Canyon Fire Continues to Burn in Corona-Anaheim Area

The Canyon Fire burns in the Anaheim area on Monday, Sept. 25, 2017. (ANAHEIM FIRE & RESCUE (via Twitter))

A powerful wildfire is sweeping through the well-populated suburban canyons of Southern California, creeping up to the edges of homes and down to the shoulder of a major freeway.

Fast-moving firefighters, however, were able to beat back the blaze burning in Corona, Anaheim and Chino Hills Monday, keeping damage to a minimum as more than 1,000 people evacuated from their homes.

The fire had surged to more than 2,000 acres after starting at 1 p.m. Monday. It is still only 5 percent contained, and authorities say more than 900 firefighters are currently assisting, and that the acreage is expected to rise.
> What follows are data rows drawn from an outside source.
PR #944, opened 2024-11-14
fix model_class_name variable in exception raise

JeremiahChurch:
`model_class_name` doesn't exist in the file anywhere - instead of raising the string exception an undefined local var exception is returned.

This is a super small fix so that the proper error is returned

current:
```
NameError
undefined local variable or method `model_class_name' for class
```

with change:
```
"Your 'account_load_and_authorize_resource' is broken. Tried to reflect on the `team` association of [\"example\"], but didn't find one.
```


jagthedrummer (approved):
Thanks, @JeremiahChurch!

PR #947, opened 2024-11-16
transformer routes rescue notices: Slack -> Discord

pascallaliberte:
Ran across this message. This points the message to write us in Discord.

> We weren't able to automatically add your `#{routes_namespace}` routes for you. In theory this should be very rare, so if you could reach out on Slack, you could probably provide context that will help us fix whatever the problem was. In the meantime, to add the routes manually, we've got a guide at https://blog.bullettrain.co/nested-namespaced-rails-routing-examples/ .


jagthedrummer (approved):
Good catch, @pascallaliberte! With this being an error message I'm just curious if there's also a bug or something unexpected that landed you here.

Issue #654, opened 2023-11-09
Allow for non-existent event types in `Webhooks::Outgoing::Endpoint#event_types`


RichStone:
It's possible that event types are created dynamically and deleted afterward. The below method raises an error in case the event type was deleted and not cleaned up on all the endpoints:

https://github.com/bullet-train-co/bullet_train-core/blob/5e6d042448abba11abe929c3c2ec11618a6301de/bullet_train-outgoing_webhooks/app/models/concerns/webhooks/outgoing/endpoint_support.rb#L36-L38

I'd propose to account for that case with an extra param like this:

```ruby
def event_types(ignore_deleted: false)
```

Because I don't think it can somehow be enforced that the deleting call cleans up related endpoints (I mean, it could, but I don't think we would want to go that route).

jagthedrummer:
@RichStone I can see the potential for the error your described, but I'm curious how and why you would run into it. Like, can you describe a reproduction scenario where I could see it fail?

If we went with the `ignore_deleted` param that you mentioned, would we need to update other parts of the code to pass that param with different values at different times, or is this something you ran into with custom code?

Are there times when you would want it to raise an error if we encounter the scenario you describe? Or would it be reasonable to change that method so that it _never_ raises an error in that scenario? What if change the method to be this?

```ruby
def event_types 
  Webhooks::Outgoing::EventType.where(event_type_ids) 
end
```

RichStone:
> @RichStone I can see the potential for the error your described, but I'm curious how and why you would run into it. Like, can you describe a reproduction scenario where I could see it fail?

Hey Jeremy, I think you should easily run into this if you:

1. Define an event type in event_types.yml.
2. Create a Webhooks::Outgoing::Endpoint with that type.
3. Remove that type.
4. Call Webhooks::Outgoing::Endpoint#event_types.

> If we went with the `ignore_deleted` param that you mentioned, would we need to update other parts of the code to pass that param with different values at different times, or is this something you ran into with custom code?
>
> Are there times when you would want it to raise an error if we encounter the scenario you describe? Or would it be reasonable to change that method so that it _never_ raises an error in that scenario? What if change the method to be this?
> 
> ```ruby
> def event_types 
>   Webhooks::Outgoing::EventType.where(event_type_ids) 
> end
> ```

[...]

PR #983, opened 2024-12-16
Allow for non-existent event types in `Webhooks::Outgoing::Endpoint#event_types`

jagthedrummer:
Fixes: https://github.com/bullet-train-co/bullet_train-core/issues/654

### The Set Up

Let's say you had created a `Widget` model, and had added `widget.*` events to `config/models/webhooks/outgoing/event_types.yml`:

```yaml
scaffolding/absolutely_abstract/creative_concept:
  # This automatically generates `created`, `updated`, and `deleted` webhook events.
  - crud
scaffolding/completely_concrete/tangible_thing:
  - crud
invitation:
  - crud
membership:
  - crud
widget:
  - crud
```

And then you (or one of your users) sets up an Outgoing Webhook using one of the widget events. Effectively this:

```ruby
  endpoint = Webhooks::Outgoing::Endpoint.create!(
    url: "https://example.com/webhook",
    name: "test",
    team: @team,
    event_type_ids: ["widget.created", "membership.created"]
  )
```

Then at a later time you decide that the `Widget` model was a bad idea, and so you remove it from `event_types.yml`.

### Old Behavior

Previously, if you then called `event_types` on that `endpoint` we'd raise an `ActiveHash::RecordNotFound` error:

```ruby
> endpoint.event_types
bullet_train-outgoing_webhooks (1.11.0)
  app/models/concerns/webhooks/outgoing/endpoint_support.rb:37:
  in `block in event_types':
  Couldn't find Webhooks::Outgoing::EventType with ID=widget.created
  (ActiveHash::RecordNotFound)
        from bullet_train-outgoing_webhooks (1.11.0) app/models/concerns/webhooks/outgoing/endpoint_support.rb:37:in `map'
        from bullet_train-outgoing_webhooks (1.11.0) app/models/concerns/webhooks/outgoing/endpoint_support.rb:37:in `event_types'
```

### New Behavior

Now if you call `event_types` on that `endpoint` we'll return an array of `Webhooks::Outgoing::EventType` objects for the still-good `event_type_ids` for the endpoint. Since `widget.created` is no longer a valid type, it won't show up in the `event_types` array _and_ we won't raise an error.

```ruby
> endpoint.event_types
=> [
      #<Webhooks::Outgoing::EventType:0x000000014dddc068 
        @attributes={:id=>"membership.created"}>
   ]
```

### DIFF
--- a/bullet_train-outgoing_webhooks/test/models/webhooks/outgoing/endpoint_test.rb
+++ b/bullet_train-outgoing_webhooks/test/models/webhooks/outgoing/endpoint_test.rb
@@ -1,0 +1,40 @@
+require "test_helper"
+
+class Webhooks::Outgoing::EndpointTest < ActiveSupport::TestCase
+  include ActiveJob::TestHelper
+
+  setup do
+    @team = Team.create!(name: "test-team")
+    @endpoint = Webhooks::Outgoing::Endpoint.create!(url: "https://example.com/webhook", name: "test", team: @team)
+  end
+
+  test "#create should accept valid event_types" do
+    @endpoint = Webhooks::Outgoing::Endpoint.create!(
+      url: "https://example.com/webhook",
+      name: "test",
+      team: @team,
+      event_type_ids: [Webhooks::Outgoing::EventType.all.first]
+    )
+    assert @endpoint.persisted?
+  end
+
+  test "#create should accept non-existent event_types" do
+    @endpoint = Webhooks::Outgoing::Endpoint.create!(
+      url: "https://example.com/webhook",
+      name: "test",
+      team: @team,
+      event_type_ids: ["fake-thing.create"]
+    )
+    assert @endpoint.persisted?
+  end
+
+  test "#event_types should not raise an error for non-existent event_type_ids" do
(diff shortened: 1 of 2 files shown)


bullet_train-outgoing_webhooks/test/models/webhooks/outgoing/endpoint_test.rb
```diff
@@ -0,0 +1,51 @@
...
+
+  test "#create should accept non-existent event_types" do
+    @endpoint = Webhooks::Outgoing::Endpoint.create!(
+      url: "https://example.com/webhook",
+      name: "test",
+      team: @team,
+      event_type_ids: ["fake-thing.create"]
+    )
+    assert @endpoint.persisted?
+  end
```
RichStone, line 29: Yeah, maybe this was one of the reasons why the `.find()` was there, namely to raise on creation, since there is no other validation in place for that. It did make sense that we raised before here.

RichStone (commented):
Nice one adding tests here, I now see the most probable reason for the raise here 👀

Issue #999, opened 2024-12-26
Move dependency on `extended_email_reply_parser` into the Conversations gem


jagthedrummer:
For some reason `extended_email_reply_parser` is listed as a dependency on the main `bullet_train` gem, but it's not actually used anywhere in `core` or the starter repo. It seems like it was added to make the conversations gem work, but I'm not sure why it was added to `bullet_train` and not that gem.

`extended_email_reply_parser` depends on `charlock_holmes` which is very finicky to install due to native dependencies. Lots (possibly a majority?) of the problems that people run into getting Bullet Train running have to do with installing `charlock_holmes`. Removing it as a dependency in `core` should make things easier for people just starting out.

PR #1000, opened 2024-12-30
Remove `extended_email_reply_parser` dependency

jagthedrummer:
For some reason `extended_email_reply_parser` was added as a dependency to the main `bullet_train` gem even though it's not used anywhere in `core` or in the starter repo.

It _is_ used by `bullet_train-conversations` and is declared as a dependency there, so we don't need it here.

`extended_email_reply_parser` relies on `charlock_holmes` which is notoriously finicky to install due to native extensions. Removing this dependency should eliminate one of the big problems that people often run into when first setting up Bullet Train.

Fixes https://github.com/bullet-train-co/bullet_train-core/issues/999


jagthedrummer:
Closing in favor of https://github.com/bullet-train-co/bullet_train-core/pull/1002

Firefighters have been working around the clock to protect 500 homes threatened by the flames, but there's concern that erratic Santa Ana winds in the area could fuel another flare-up.

"We are worried about when the winds kick up and it warms up today," said Capt. Steve Dohman, spokesman for the Orange County Fire Authority.

"So we're bringing in a number of helicopters in addition to firefighters on the ground to make sure we get the hot spots, knock out any potential sparks so we don't have any threat to the homes."

Dohman says crews are expected to remain on the scene over the next few days. Meanwhile, the CHP has shut down roads throughout Corona.

Mandatory evacuations have been ordered in the Dominguez Ranch area of west Corona, and voluntary evacuations have been issued for the rest of west Corona. The fire also caused an off-ramp closure on the eastbound 91 freeway Tuesday morning.

Authorities are monitoring winds that may shift to bring the fire toward Anaheim.

Jeff Peterson of Corona arrived at his home of 17 years about two hours after the fire had been burning, and the wind appeared to be blowing it away from his house as he watched it with a neighbor.

Then the wind changed, and so did his mood.

"We just looked at each other and said, 'It's time to go get the valuables,' " Peterson told the Orange County Register.

Wildfires had burned in the canyons around his house, but never one like this, he said.

"I never thought that we'd see it," Peterson said. "It was unreal, watching this happen. The flames made so much noise, they sounded like jet engines."

Peterson and between 1,000 and 1,300 others from about 300 homes, all in Corona, were under evacuation orders.

The damage was relegated to a single warehouse-style building and one big rig that was in flames on State Route 91. That freeway was acting as a fire line blocking the fire's spread.

But with some lanes closed, traffic was backed up for several miles. The Tuesday morning commute was likely to be extremely difficult.

Conditions were favorable for the overnight firefight, with temperatures dipping into the 60s and humidity above 20 percent.

Firefighting aircraft were grounded after dark, but helicopters continued making drops on the blaze through the night.

Intense flames could be seen creeping down hills over subdivisions where ash was raining down.

Cora Angeles, 66, prayed and cried as she sat in a parked car after frantically fleeing from the flames that raged toward her home. She was able to leave with only important documents, clothes and her 12-year-old granddaughter.

"We don't know what's going to happen," Angeles told the Los Angeles Times. "At least we know we're going to be alive."

A huge plume of smoke could be seen over much of Orange County, including by the thousands of fans at Angel Stadium in Anaheim, where a large crowd was watching the Angels play the Chicago White Sox.

The cause of the fire is under investigation.